### Data shown
◇ ◇ ◇ ◇
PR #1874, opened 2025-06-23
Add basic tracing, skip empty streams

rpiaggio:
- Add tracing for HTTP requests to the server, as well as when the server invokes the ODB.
◇ ◇ ◇ ◇
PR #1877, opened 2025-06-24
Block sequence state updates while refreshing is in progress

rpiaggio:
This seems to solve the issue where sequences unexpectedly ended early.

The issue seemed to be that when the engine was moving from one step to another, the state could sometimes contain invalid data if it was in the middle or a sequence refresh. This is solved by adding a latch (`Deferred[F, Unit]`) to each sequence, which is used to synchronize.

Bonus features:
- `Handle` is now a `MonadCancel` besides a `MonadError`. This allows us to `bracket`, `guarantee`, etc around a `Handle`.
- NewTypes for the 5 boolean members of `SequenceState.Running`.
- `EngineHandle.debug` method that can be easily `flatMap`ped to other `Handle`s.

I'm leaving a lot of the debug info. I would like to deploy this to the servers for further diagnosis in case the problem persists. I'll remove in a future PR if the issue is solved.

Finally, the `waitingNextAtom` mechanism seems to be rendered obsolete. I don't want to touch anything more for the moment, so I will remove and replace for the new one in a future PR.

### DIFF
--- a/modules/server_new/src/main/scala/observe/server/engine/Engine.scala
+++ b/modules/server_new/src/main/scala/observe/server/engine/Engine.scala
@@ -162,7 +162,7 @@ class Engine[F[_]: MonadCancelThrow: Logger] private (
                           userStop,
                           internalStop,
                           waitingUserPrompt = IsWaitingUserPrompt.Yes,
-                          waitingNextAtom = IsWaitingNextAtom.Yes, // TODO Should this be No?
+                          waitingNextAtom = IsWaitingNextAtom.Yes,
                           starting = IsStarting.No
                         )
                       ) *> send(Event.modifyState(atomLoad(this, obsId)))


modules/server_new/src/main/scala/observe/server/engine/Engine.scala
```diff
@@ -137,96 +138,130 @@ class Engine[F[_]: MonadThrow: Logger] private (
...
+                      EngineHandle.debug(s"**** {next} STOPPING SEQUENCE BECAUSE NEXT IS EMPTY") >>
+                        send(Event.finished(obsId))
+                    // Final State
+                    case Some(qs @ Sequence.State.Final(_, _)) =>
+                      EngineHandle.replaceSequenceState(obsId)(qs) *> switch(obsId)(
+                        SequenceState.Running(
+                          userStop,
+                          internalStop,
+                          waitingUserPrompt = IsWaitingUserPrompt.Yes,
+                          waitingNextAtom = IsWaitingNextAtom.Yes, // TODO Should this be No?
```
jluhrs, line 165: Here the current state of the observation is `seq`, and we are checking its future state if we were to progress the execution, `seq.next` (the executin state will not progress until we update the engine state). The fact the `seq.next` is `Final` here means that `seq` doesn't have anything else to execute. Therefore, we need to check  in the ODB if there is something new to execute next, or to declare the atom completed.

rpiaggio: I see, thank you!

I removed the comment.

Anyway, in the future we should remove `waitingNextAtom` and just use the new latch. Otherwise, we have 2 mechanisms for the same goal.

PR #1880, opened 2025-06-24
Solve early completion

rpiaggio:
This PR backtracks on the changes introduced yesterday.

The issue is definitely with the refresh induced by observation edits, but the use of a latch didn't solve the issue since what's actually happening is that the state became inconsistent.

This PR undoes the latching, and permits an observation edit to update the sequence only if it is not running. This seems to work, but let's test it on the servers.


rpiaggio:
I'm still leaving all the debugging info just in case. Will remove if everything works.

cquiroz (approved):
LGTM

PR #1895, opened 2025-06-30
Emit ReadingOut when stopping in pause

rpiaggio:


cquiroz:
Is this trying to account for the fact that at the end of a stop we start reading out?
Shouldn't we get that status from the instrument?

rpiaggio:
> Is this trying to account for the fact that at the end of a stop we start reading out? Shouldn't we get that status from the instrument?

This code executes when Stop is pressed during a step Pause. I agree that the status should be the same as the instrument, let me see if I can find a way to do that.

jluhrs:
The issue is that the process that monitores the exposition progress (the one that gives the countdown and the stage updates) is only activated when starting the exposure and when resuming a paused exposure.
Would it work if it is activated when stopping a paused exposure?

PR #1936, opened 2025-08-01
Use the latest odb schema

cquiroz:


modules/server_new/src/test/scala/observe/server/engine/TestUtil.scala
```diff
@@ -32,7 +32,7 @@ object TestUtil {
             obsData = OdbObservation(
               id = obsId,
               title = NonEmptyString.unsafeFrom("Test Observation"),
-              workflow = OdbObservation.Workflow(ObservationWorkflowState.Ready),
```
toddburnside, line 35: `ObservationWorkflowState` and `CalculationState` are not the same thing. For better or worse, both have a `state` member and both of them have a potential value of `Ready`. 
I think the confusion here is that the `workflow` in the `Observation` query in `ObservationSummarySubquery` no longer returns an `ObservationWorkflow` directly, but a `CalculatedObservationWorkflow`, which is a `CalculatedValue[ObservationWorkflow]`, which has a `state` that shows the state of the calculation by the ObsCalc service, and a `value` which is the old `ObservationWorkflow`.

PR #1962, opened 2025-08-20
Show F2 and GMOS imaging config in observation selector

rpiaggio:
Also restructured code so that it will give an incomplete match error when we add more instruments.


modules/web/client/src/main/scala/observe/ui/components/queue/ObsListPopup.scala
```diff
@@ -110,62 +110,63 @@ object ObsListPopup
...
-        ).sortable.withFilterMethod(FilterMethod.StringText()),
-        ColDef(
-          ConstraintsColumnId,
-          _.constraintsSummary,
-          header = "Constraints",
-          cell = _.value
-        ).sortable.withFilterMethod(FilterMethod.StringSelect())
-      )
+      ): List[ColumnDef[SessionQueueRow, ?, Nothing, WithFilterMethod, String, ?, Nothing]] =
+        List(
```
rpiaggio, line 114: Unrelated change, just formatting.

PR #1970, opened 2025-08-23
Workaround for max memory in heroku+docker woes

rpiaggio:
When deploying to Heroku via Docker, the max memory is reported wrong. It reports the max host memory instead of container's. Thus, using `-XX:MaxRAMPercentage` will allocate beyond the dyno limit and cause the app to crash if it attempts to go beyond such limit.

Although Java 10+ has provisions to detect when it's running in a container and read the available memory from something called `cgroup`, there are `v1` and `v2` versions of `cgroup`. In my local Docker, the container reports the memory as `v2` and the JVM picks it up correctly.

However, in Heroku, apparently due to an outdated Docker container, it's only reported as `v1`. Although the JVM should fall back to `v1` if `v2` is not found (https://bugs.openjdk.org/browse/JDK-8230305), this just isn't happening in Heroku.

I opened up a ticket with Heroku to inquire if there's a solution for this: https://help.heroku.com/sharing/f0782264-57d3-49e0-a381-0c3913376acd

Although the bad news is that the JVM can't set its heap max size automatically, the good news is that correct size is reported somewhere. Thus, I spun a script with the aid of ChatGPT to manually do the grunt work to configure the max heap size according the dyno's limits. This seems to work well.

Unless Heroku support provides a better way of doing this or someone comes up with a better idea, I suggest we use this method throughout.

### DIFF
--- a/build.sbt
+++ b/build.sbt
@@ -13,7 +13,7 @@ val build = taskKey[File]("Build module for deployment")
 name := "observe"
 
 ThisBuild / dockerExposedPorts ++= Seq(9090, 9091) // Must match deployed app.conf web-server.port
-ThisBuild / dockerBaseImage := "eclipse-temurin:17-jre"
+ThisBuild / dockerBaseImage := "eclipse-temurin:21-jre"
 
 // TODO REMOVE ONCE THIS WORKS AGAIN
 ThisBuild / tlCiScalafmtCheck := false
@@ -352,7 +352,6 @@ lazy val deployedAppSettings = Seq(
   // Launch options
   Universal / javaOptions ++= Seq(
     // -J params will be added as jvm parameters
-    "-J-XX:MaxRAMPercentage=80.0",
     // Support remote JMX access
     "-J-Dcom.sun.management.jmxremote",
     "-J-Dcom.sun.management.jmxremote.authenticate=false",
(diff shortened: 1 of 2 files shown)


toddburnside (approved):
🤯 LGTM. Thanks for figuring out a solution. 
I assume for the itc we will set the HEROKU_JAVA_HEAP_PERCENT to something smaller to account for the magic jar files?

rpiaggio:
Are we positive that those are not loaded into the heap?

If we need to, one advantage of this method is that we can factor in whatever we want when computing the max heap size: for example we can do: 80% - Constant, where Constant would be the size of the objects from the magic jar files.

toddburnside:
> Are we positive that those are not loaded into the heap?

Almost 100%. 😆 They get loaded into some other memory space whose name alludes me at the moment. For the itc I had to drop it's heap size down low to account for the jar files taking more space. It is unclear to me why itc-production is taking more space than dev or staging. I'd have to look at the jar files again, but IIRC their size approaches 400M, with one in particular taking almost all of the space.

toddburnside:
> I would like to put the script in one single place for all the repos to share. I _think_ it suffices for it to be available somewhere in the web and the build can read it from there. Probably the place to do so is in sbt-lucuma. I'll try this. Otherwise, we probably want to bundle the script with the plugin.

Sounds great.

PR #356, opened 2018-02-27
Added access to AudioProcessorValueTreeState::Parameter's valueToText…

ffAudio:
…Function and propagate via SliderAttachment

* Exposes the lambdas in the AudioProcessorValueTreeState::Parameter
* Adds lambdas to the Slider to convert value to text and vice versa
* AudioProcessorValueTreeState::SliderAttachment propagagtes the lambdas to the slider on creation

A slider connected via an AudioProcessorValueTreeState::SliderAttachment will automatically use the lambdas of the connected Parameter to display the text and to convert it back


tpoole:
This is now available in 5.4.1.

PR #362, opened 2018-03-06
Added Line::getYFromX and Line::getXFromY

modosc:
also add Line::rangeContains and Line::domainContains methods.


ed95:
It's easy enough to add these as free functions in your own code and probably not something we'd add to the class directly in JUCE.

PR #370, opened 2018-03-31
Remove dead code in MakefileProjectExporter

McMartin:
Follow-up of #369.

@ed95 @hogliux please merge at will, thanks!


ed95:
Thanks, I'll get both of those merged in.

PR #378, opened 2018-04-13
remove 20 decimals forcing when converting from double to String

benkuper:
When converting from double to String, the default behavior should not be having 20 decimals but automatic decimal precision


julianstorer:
◇ ◇ ◇ ◇
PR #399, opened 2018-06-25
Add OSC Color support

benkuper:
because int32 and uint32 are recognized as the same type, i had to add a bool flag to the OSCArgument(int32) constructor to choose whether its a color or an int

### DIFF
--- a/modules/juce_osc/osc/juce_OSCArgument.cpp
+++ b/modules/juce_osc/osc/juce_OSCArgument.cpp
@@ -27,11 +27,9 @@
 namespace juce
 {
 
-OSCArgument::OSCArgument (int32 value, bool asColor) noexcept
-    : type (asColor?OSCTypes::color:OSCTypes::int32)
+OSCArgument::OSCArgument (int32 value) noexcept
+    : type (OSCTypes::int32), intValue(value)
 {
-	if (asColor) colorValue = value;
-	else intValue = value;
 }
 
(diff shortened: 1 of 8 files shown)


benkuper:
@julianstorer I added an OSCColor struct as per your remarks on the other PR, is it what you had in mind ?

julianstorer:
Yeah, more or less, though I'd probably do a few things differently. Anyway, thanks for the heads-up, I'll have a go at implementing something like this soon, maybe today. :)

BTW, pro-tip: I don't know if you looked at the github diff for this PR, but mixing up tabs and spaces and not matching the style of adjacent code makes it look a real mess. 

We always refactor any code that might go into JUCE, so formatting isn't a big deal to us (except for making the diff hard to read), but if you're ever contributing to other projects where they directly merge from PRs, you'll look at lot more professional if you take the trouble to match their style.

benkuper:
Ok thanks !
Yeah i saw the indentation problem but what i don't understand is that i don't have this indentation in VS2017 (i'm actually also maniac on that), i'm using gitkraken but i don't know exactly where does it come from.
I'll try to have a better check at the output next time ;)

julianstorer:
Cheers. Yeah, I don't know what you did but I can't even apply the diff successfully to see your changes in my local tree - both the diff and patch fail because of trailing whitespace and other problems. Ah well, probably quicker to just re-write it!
◇ ◇ ◇ ◇
The entries above hold a line with "PR #1874, opened 2025-06-23" and a later line with "- Add tracing". Write out exactly those lines and all lines between, nothing more.

PR #1874, opened 2025-06-23
Add basic tracing, skip empty streams

rpiaggio:
- Add tracing for HTTP requests to the server, as well as when the server invokes the ODB.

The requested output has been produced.